[Items from a data source]
--------

Issue #119, opened 2017-08-23
Introduce cli module for holding the run() method


stefanoborini:
As in BDSS, we need a cli module to keep the access point to the executable, just for a cleaner approach.

PR #149, opened 2018-06-06
gui module for force-wfmanager 

jjenthought:
A cli module containing the application launcher and tests which check if the application launched correctly. Addresses issue #119


force_wfmanager/cli/tests/test_execution.py
```diff
@@ -0,0 +1,31 @@
...
+
+        # available_commands is a list with elements of type: 'bytes'
+        for command in available_commands:
+            if command == b'force_wfmanager':
+                command_found = True
+        if command_found is False:
+            self.fail("Command \'force_wfmanager\' does not exist in the list of available bash commands")
+
+        # Does it execute correctly?
+        print("Close the workflow manager to complete the test!")
```
stefanoborini: do not put print statements in tests, your tests should have nothing on stdout/stderr.

force_wfmanager/cli/tests/test_execution.py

--------

# THE TASK:
Retype each entry exactly, missing none.

# REPLY:
Issue #119, opened 2017-08-23
Introduce cli module for holding the run() method


stefanoborini:
As in BDSS, we need a cli module to keep the access point to the executable, just for a cleaner approach.

PR #149, opened 2018-06-06
gui module for force-wfmanager 

jjenthought:
A cli module containing the application launcher and tests which check if the application launched correctly. Addresses issue #119


force_wfmanager/cli/tests/test_execution.py
```diff
@@ -0,0 +1,31 @@
...
+
+        # available_commands is a list with elements of type: 'bytes'
+        for command in available_commands:
+            if command == b'force_wfmanager':
+                command_found = True
+        if command_found is False:
+            self.fail("Command \'force_wfmanager\' does not exist in the list of available bash commands")
+
+        # Does it execute correctly?
+        print("Close the workflow manager to complete the test!")
```
stefanoborini: do not put print statements in tests, your tests should have nothing on stdout/stderr.

force_wfmanager/cli/tests/test_execution.py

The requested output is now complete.